Даже сурового Канетомо устыдил ответ полковника Ли. Конечно, тот не оставлял надежд заполучить пост наместника провинции, поэтому готовил посольство в Хакату. Хисасе Мацуура намекнул ему, что хороший подарок наверняка смягчит сердце чосонского генерала.
— Шелка? Серебро? — с кривоватой усмешкой уточнил Кикучи.

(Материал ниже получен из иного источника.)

PR #1, opened 2020-11-04
Update package.xml, update ur_description launching

AndyZe:
Before this, the packages did not show up with `ros2 pkg list`

I also snuck in a URDF update. This launch file works now:

`ros2 launch ur_description view_ur5.launch.py`   --> Launches RViz but the robot isn't displayed yet

`ros2 topic echo /tf`  (to verify it's working)

@zultron


zultron:
Looking good.  This builds and runs in my environment.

— Насколько я знаю старика, тот гораздо больше обрадуется, если ты подаришь ему бронзу или железо, — ответил Мацуура и радостно осклабился, увидев, как вытянулось лицо даймё. — Вообще, лучше тебе найти того чосонского мальчишку, что сидел неподалеку от меня на переговорах. Не смотри на его возраст, это близкий человек генерала. И он точно знает, какой подарок больше всего порадует сердце старого генерала. Этой Южной армии требуются порой очень странные вещи…
— Я им что, торгаш какой-то?
— А вот такие речи ты в Хакате забудь. Южный двор сильно изменился, господин Канетомо. Император Го-Камеяма через своего генерала даровал купцам и мастерам города равные права и большие привилегии. Торговцы — большие и уважаемые люди при Южной армии. Так что ты поищи мальчишку…
«Мальчишка» же слонялся по самым темным закоулкам замка, прячась от красавицы Айдзомэ и молясь предкам, чтобы войско Мацууры поскорее уже двинулось в Хакату. Как назло, в темных закоулках в голову лезли стихи, которыми адъютанта пичкал толстый Ивата. Стихи эти и тогда нравились юноше, но только теперь они раскрылись по-настоящему, словно, ночные бутоны под утренним солнцем. Каждая строчка ранила в самую душу.
«Может, всё дело в стихах? — задумался Гванук, глядя в причудливую сеть трещин на старой стене. — Заразил меня чем-то толстяк Даичи…».
Живот страдальчески заурчал… Он же не ел сегодня вообще! Гванук вздохнул, отвернулся от подвальной стены и двинулся по коридору в поисках чего-нибудь съестного. Лучше всего было идти к канонирам. У Псов всегда накормят и напоят. Только вот чосонцы расположились за пределами внутреннего замка; придется топать через центральный двор…
«Вдруг встречусь с ней?».
Гванук не сразу понял, что подумал об этом… с надеждой. Он так старательно прятался от Айдзомэ все эти дни, но на самом деле хочет одного — увидеть ее.
— Что же это за болезнь такая, что самого тянет к боли? — вздохнул адъютант.
Он был далеко не мальчик (хоть, и уродился мелким) и хорошо знал, что такое постыдный зов плоти. В Чосоне он его даже не раз удовлетворял. Но здесь что-то совсем другое. Его не тянуло к женщине. Его тянуло только к Айдзомэ. К стыдливой принцессе с нежным голосом и улыбкой темной полуночи. Всех же прочих женщин хотелось еще меньше, чем обычно. Совсем не хотелось!
— Надо уезжать, — пробормотал он, встряхнув голову, перешел на крытую галерею и наткнулся принцессу, куда-то бодро семенящую мелкими шажками.
— Госпожа… — Гванук еле подавил трусливое желание развернуться и бежать прочь. Поклонился.
— Мой защитник, — печальное лицо и опущенный взгляд. — Ты избегаешь меня? Я чем-то тебя обидела?
— Что ты! — О чувствовал, как щипучая, как южный перец, краска заливает его лицо. — Просто… Просто не хочу компрометировать тебя, госпожа, перед злыми языками.
Сказал и тут же со злости чуть себе язык не откусил! Что ты ляпнул, дурачина! Слуга и сын слуги не хочет скомпрометировать жену и невестку высокородных князей⁈ Она же сейчас рассмеется ему в лицо! Безродный выскочка посмел подумать, что может стать угрозой репутации аристократки?
— Ты не можешь бросить на меня тень, — негромко сказала принцесса. — В день, когда ваше воинство брало приступом замок Асо, когда кругом царило законное насилие и смерть — ты встал на мою защиту. С мечом наголо. Рискуя жизнью. Ничего не прося взамен.
Айдзомэ подошла к Гвануку — близко-близко! — и положила свою ладонь на его, нервно стискивающую пояс.
— Такой человек, как ты, не может бросить на меня тень.
Полуночная тень рассекла ее белоснежное лунное лицо.
— Так?
В груди О сердце колотилось о ребра, требуя выхода. На лбу выступила испарина. Ему хотелось упасть на пол и целовать деревянные гэта на ее тонких ступнях.
— Так… — тихо и испуганно согласился он.
— Замечательно! Значит, ты будешь сопровождать меня в путешествии в вашу Хакату? Господин Канетомо направил моего супруга и своего сына посланником к вашему грозному генералу!